Inverse of a Scaling Matrix

Well, we should be pretty comfortable moving things around with vectors and matrices. We’re good on some of the forward thinking. We can think of a matrix \(\mathtt{A}\) as a mapping of one vector (or an entire set of vectors) to another vector (or to another set of vectors). Then we can think of \(\mathtt{B}\) as the matrix which undoes the mapping of \(\mathtt{A}\). So, \(\mathtt{B}\) is the inverse of \(\mathtt{A}\).

How do we figure out what \(\mathtt{A}\) and \(\mathtt{B}\) are?

\[\mathtt{A}\color{green}{\begin{bmatrix}\mathtt{\,\,3\,\,} \\\mathtt{\,\,3\,\,} \end{bmatrix}} \,= \color{green}{\begin{bmatrix}\mathtt{-4} \\\mathtt{\,\,\,\,1} \end{bmatrix}}\]
\[\mathtt{B}\color{green}{\begin{bmatrix}\mathtt{-4} \\\mathtt{\,\,\,\,\,1} \end{bmatrix}} = \color{green}{\begin{bmatrix}\mathtt{\,\,3\,\,} \\\mathtt{\,\,3\,\,} \end{bmatrix}}\]

Eyeballing Is a Lost Art in Mathematics Education

It is! We can figure out the matrix \(\mathtt{A}\) without doing any calculations. Break down the movement of the green point into horizontal and vertical components. Horizontally, the green point is reflected across the “y-axis” and then stretched another third of its distance from the y-axis. This corresponds to multiplying the horizontal component of the green point by –1.333…. For the vertical component, the green point starts at 3 and ends at 1, so the vertical component is dilated by a factor of 0.333…. We can see both of these transformations shown in the change in the sizes and directions of the blue and orange basis vectors. So, our transformation matrix \(\mathtt{A}\) is shown below. When we multiply the vector (3, 3) by this transformation matrix, we get the point, or position vector, (–4, 1). \[\begin{bmatrix}\mathtt{-\frac{4}{3}} & \mathtt{0}\\\mathtt{\,\,\,\,0} & \mathtt{\frac{1}{3}}\end{bmatrix}\begin{bmatrix}\mathtt{3}\\\mathtt{3}\end{bmatrix} = \begin{bmatrix}\mathtt{-4}\\\mathtt{\,\,\,\,1}\end{bmatrix}\]

You can see that \(\mathtt{A}\) is a scaling matrix, which is why it can be eyeballed, more or less.
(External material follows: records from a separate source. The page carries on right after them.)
Issue #719, opened 2024-08-02
Managed Identities: Container Registry Credentials


MicroFish91:
#### Required
- [x] 1. Add a managed identity option for new registry credentials.  This flow will impact the following commands which may need to be verified/updated:
    - [x] Create container app
    - [x] Update image
    - [x] Deploy workspace project
    - [x] Deployments through the docker extension
    - [x] Deployments through the functions extension (backwards compatibility to preserve existing behavior by default, can expand to support managed identity once we have more clearly defined plan)

#### Nice to haves
- [x] 2. More robust activity log support for the primary commands (show activity children).  This will help to make our changes more transparent to the user (e.g. highlighting when we set system assigned identity, rbac, etc.):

And what is the inverse matrix? We can use similar reasoning and work backward from (–4, 1) to (3, 3). For the horizontal component, reflect across the y-axis and scale down by three fourths. For the vertical component, multiply by 3. So, the inverse matrix, \(\mathtt{B}\), when multiplied to the vector, produces the correct starting vector: \[\begin{bmatrix}\mathtt{-\frac{3}{4}} & \mathtt{0}\\\mathtt{\,\,\,\,0} & \mathtt{3}\end{bmatrix}\begin{bmatrix}\mathtt{-4}\\\mathtt{\,\,\,\,1}\end{bmatrix} = \begin{bmatrix}\mathtt{3}\\\mathtt{3}\end{bmatrix}\]
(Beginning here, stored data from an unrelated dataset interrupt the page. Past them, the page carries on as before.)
Issue #774, opened 2024-10-16
Block `deployWorkspaceProject` in multiple revisions mode


MicroFish91:
Needs discussion, but should we force users to use the draft mode to deploy in multiple revisions mode?

PR #815, opened 2024-12-24
Add extra guard clauses to deployment commands

### LINKED ISSUE #773: Block or add an extra warning for users who try to run `deployWorkspaceProject` with multiple containers already active

MicroFish91:
Close #773, #774

I think these guard clauses will improve reliability for the one click deploy commands.

Let me know if you disagree with having any of these guard clauses in place.

Update:
image
image


src/commands/deployContainerApp/deployContainerApp.ts
```diff
@@ -25,6 +26,13 @@ export async function deployContainerApp(context: IActionContext, node?: Contain
     const subscriptionContext: ISubscriptionContext = createSubscriptionContext(item.subscription);
     const subscriptionActionContext: ISubscriptionActionContext = { ...context, ...subscriptionContext };
 
+    if (item.containerApp.revisionsMode === KnownActiveRevisionsMode.Multiple) {
+        throw new Error(localize('multipleRevisionsNotSupported', 'The container app "{0}" cannot be updated using "Deploy to Container App..." while in multiple revisions mode.', item.containerApp.name));
```
nturinski, line 30: I think it'd be helpful to say how they can deploy it if not "Deploy to Container App." Same for the error below. I assume that you have to just right-click the specific revision or container depending on the scenario?

MicroFish91: Yeah good idea.  I eventually would like to enable use of this command on the revisions directly, but I think that's a change for a future release

src/commands/deployContainerApp/deployContainerApp.ts
```diff
@@ -16,15 +17,25 @@ import { getVerifyProvidersStep } from "../../utils/getVerifyProvidersStep";
...
 
+const deployContainerAppCommandName: string = localize('deployContainerApp', 'Deploy to Container App...');
+
 export async function deployContainerApp(context: IActionContext, node?: ContainerAppItem): Promise<void> {
     const item: ContainerAppItem = node ?? await pickContainerApp(context);
     const subscriptionContext: ISubscriptionContext = createSubscriptionContext(item.subscription);
     const subscriptionActionContext: ISubscriptionActionContext = { ...context, ...subscriptionContext };
 
+    if (item.containerApp.revisionsMode === KnownActiveRevisionsMode.Multiple) {
+        throw new Error(localize('multipleRevisionsNotSupported', 'The container app cannot be updated using "{0}" while in multiple revisions mode. Navigate to the revision\'s container and execute "{1}" instead.', deployContainerAppCommandName, editContainerCommandName));
```
nturinski, line 33: nit: Add these error strings to the `const` file.

nturinski (approved):

PR #816, opened 2024-12-27
Add backward compatibility to API in support of the new managed identity features

MicroFish91:
Partially addresses #719 

Updates the api consumed by functions so that it keeps working in face of all the new features we've added related to managed identities


src/commands/api/deployWorkspaceProjectApi.ts
```diff
@@ -38,12 +48,14 @@ export async function deployWorkspaceProjectApi(deployWorkspaceProjectOptions: a
             rootFolder,
             srcPath: srcPath ? Uri.file(srcPath).fsPath : undefined,
             dockerfilePath: dockerfilePath ? Uri.file(dockerfilePath).fsPath : undefined,
+            newRegistryCredentialType: RegistryCredentialType.DockerLogin,
```
MicroFish91, line 51: We need discussions about whether we want to default to managed identity here in the future.  For now, I'm keeping it was `Docker Login` to preserve existing behavior.

src/commands/api/getAzureContainerAppsApiProvider.ts
```diff
@@ -9,7 +9,7 @@ import type * as api from "./vscode-azurecontainerapps.api";
 
 export function getAzureContainerAppsApiProvider(): apiUtils.AzureExtensionApiProvider {
     return createApiProvider([<api.AzureContainerAppsExtensionApi>{
-        // Todo: Change this to 0.0.2 later.  0.0.2 is backwards compatible anyway so this change should be fine either way.
+        // Todo: Change this to 0.0.3 later.  0.0.3 is backwards compatible anyway so this change should be fine either way.
```
MicroFish91, line 12: When we eventually add managed identity support for the api, I will bump the major version

src/commands/api/deployWorkspaceProjectApi.ts
```diff
@@ -38,12 +48,14 @@ export async function deployWorkspaceProjectApi(deployWorkspaceProjectOptions: a
...
             shouldSaveDeploySettings: !!shouldSaveDeploySettings,
         });
 
         const deployWorkspaceProjectContext: DeployWorkspaceProjectContext = await deployWorkspaceProjectInternal(deployWorkspaceProjectInternalContext, {
             suppressActivity: true,
             suppressConfirmation,
+            suppressRegistryPrompt: suppressRegistryPrompt ?? true,
```
MicroFish91, line 58: This [PR](https://github.com/microsoft/vscode-azurecontainerapps/pull/809) introduced the prompt, so add ability to suppress and default it to true to preserve existing behavior

src/commands/api/getAzureContainerAppsApiProvider.ts
nturinski: Okay, but just so you know, this changing is purely aesthetic. semver doesn't actually register this as a different version number since there's no major version number.

src/commands/registryCredentials/dockerLogin/DockerLoginRegistryCredentialsContext.ts
```diff
@@ -17,4 +17,6 @@ export interface DockerLoginRegistryCredentialsContext extends CreateAcrContext,
 
     newRegistrySecret?: Secret;
     newRegistryCredential?: RegistryCredentials;
+
+    suppressEnableAdminUserPrompt?: boolean;
```
nturinski, line 21: Can't this just check `suppressConfirmation`?

nturinski (approved):

src/commands/registryCredentials/dockerLogin/DockerLoginRegistryCredentialsContext.ts
MicroFish91: I don't think that prop exists on the context currently.  There is the `suppressNotification` option in user settings for resources, but I don't think we want to use that because this is ordinarily a prompt that I would always want to show.  `suppressConfirmation` in this case is an explicit option that is being passed into the `deployWorkspaceProjectInternal` command because an outside extension specifically wants to bypass.

PR #835, opened 2025-01-10
Update telemetry to reflect new release prep changes

MicroFish91:


src/commands/deployContainerApp/deployContainerApp.ts
```diff
@@ -49,7 +50,6 @@ export async function deployContainerApp(context: IActionContext, node?: Contain
         managedEnvironment: await getManagedEnvironmentFromContainerApp(subscriptionActionContext, item.containerApp),
         imageSource,
     };
-    wizardContext.telemetry.properties.revisionMode = item.containerApp.revisionsMode;
```
MicroFish91, line 52: Because of the current guard clauses, we know this must be single revision

nturinski: I don't mind changing it, but I feel like it's better to just keep it explicitly there. I could see there being confusion in its absence if someone were to track it.

nturinski (approved):

PR #846, opened 2025-01-17
Make env updates additive when updating directly

### LINKED ISSUE #842: The existing environment variables disappear after bulk editing environment variables
**OS:** All
**Build:** v0.7.2-alpha.0

**Repro Steps:**

1. Run `git clone https://github.com/MicroFish91/aca-hello-world-v2` and then open this project in VS Code.
2. Make sure the container app contains several environment variables.
3. Expand above container app -> Expand the "Container" node -> Right-click "Environment Variables" -> Click "Edit Environment Variables (.env)..." -> Select a .env file -> Save and deploy the changes.
4. Check whether the existing environment variables still exist.

**Expect:** 
The existing environment variables still exist.

**Actual:** 
The existing environment variables disappear.

**More Info:** 
This issue also reproduces when deploying a workspace project that contains a .env file.

MicroFish91:
Closes #842


src/commands/environmentVariables/editEnvironmentVariables/EnvironmentVariablesEditDraftStep.ts
```diff
@@ -21,10 +22,17 @@ export class EnvironmentVariablesEditDraftStep<T extends EnvironmentVariablesEdi
     public async execute(context: T, progress: Progress<{ message?: string | undefined; increment?: number | undefined }>): Promise<void> {
         progress.report({ message: localize('editingEnv', 'Editing environment variables (draft)...') });
         this.revisionDraftTemplate.containers ??= [];
-
         const container: Container = this.revisionDraftTemplate.containers[context.containersIdx] ?? {};
-        container.env = context.environmentVariables;
 
+        const envMap: Map<string, EnvironmentVar> = new Map();
+        for (const env of container.env ?? []) {
```
nturinski, line 28: Dunno if it impacts perf or not, but you could also just make a new Map from the JSON object, and then overwrite with the for of statement below.

I think it's more readable since it's a little confusing at first seeing both of these loops, but that may just be me.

You’ll notice that we use the reciprocals of the non-zero scaling numbers in the original matrix to produce the inverse matrix. You can do the calculations with the other points on the animation above to test it out.
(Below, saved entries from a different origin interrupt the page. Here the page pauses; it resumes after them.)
PR #896, opened 2025-06-24
Add functionality to copilot button

motm32:
This opens the chat and adds a prompt when the copilot button is pressed within the confirmation view. Here is an example of what the prompt looks like and the copilot response: 
image

### DIFF
--- a/src/webviews/ConfirmationViewController.ts
+++ b/src/webviews/ConfirmationViewController.ts
@@ -11,6 +11,7 @@ import { WebviewController } from "./extension-server/WebviewController";
 export type ConfirmationViewControllerType = {
     title: string;
     description: string;
+    commandName: string;
     items: Array<ConfirmationViewProperty>
 }
 
--- a/src/webviews/ConfirmationViewController.ts
+++ b/src/webviews/ConfirmationViewController.ts
@@ -11,7 +11,7 @@ import { WebviewController } from "./extension-server/WebviewController";
 export type ConfirmationViewControllerType = {
     title: string;
     description: string;
-    commandName: string;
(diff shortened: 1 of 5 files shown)


src/webviews/extension-server/WebviewController.ts
```diff
@@ -62,6 +63,14 @@ export class WebviewController<Configuration> extends WebviewBaseController<Conf
                     case 'confirm':
                         SharedState.itemsToClear = message.itemsToClear ?? 0;
                         this._panel.dispose();
+                        break;
+                    case 'copilot':
+                        await vscode.commands.executeCommand("workbench.action.chat.newChat");
+                        await vscode.commands.executeCommand("workbench.action.chat.open", {
```
MicroFish91, line 69: I was running into an issue where if the chat wasn't already open, `newChat` wouldn't actually start a new chat.  Do you run into this issue at all?  If so, I was calling open before `newChat` to fix this behavior, see:

https://github.com/microsoft/vscode-azureresourcegroups/blob/main/src/chat/askAgentAboutActivityLog.ts

src/webviews/ConfirmationViewController.ts
```diff
@@ -11,6 +11,7 @@ import { WebviewController } from "./extension-server/WebviewController";
 export type ConfirmationViewControllerType = {
     title: string;
     description: string;
+    commandName: string;
```
alexweininger, line 14: We should document that the commandName is currently only used to help construct the copilot prompt

alexweininger (approved):

alexweininger (approved):

PR #901, opened 2025-07-08
Add telemetry for confirmation view

motm32:
Still a work in progress need to do some more testing for each scenario. 

Here is how the information message looks:
image

The question being asked changes based off the interactions the user makes with the view.


src/webviews/OpenConfirmationViewStep.ts
```diff
@@ -43,6 +43,7 @@ export class OpenConfirmationViewStep<T extends IActionContext> extends AzureWiz
             confirmationView.onDisposed(() => {
                 try {
                     if (SharedState.itemsToClear > 0) {
```
nturinski, line 45: Discussed offline:

I think we should add telemetry based on if they clicked any of the copilot buttons as well. A non-intrusive information window could pop up the first time that they use this feature that asks if they felt like it was helpful with a 👍 and 👎 as the response as well.

src/webviews/OpenConfirmationViewStep.ts
```diff
@@ -63,3 +107,16 @@ export class OpenConfirmationViewStep<T extends IActionContext> extends AzureWiz
...
 }
+
+export async function confirmationViewButtonActions(context: IActionContext, result: vscode.MessageItem | undefined): Promise<void> {
+    if (result) {
+        if (result.title === 'Great') {
+            context.telemetry.properties.confirmationViewHelpful = 'true';
+        } else if (result.title === 'Unhelpful') {
+            context.telemetry.properties.confirmationViewNotHelpful = 'true';
+        } else if (result.title === 'Provide Feedback') {
+            const confirmationViewSurveyLink = 'https://www.surveymonkey.com/r/DD5LC5Y'
```
alexweininger, line 123: should this be an aka.ms link?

Incidentally, we can also eyeball the eigenvectors—those vectors which don’t change direction but are merely scaled as a result of the transformations—and even the eigenvalues (the scale factor of each transformed eigenvector). The vector (1, 0) is an eigenvector, with an eigenvalue of \(\mathtt{-\frac{4}{3}}\) for the original transformation and an eigenvalue of –0.75 for the inverse, and the vector (0, 1) is an eigenvector, with an eigenvalue of \(\mathtt{\frac{1}{3}}\) for the original transformation and an eigenvalue of 3 for the inverse.

Rotations, Reflections, Scalings

I just wanted to pause briefly to showcase how some of the linear transformations we have been looking into can be represented in computerese (or at least one version of computerese). You can click on the pencil icon and then on the matrix_transform.js file in the trinket below and look for the word matrix. Change the numbers in those lines to check the effects on the transformations. You can get some fairly wild stuff.

By the way, trinket is an incredibly beautiful product if you like tinkering with all kinds of code. Grab a free account and share your work!

For this demo, I stuck with simple transformations centered at the origin of a coordinate system (so to speak). As you can imagine, there are much more elaborate things you can do when you combine transformations and move the center point around.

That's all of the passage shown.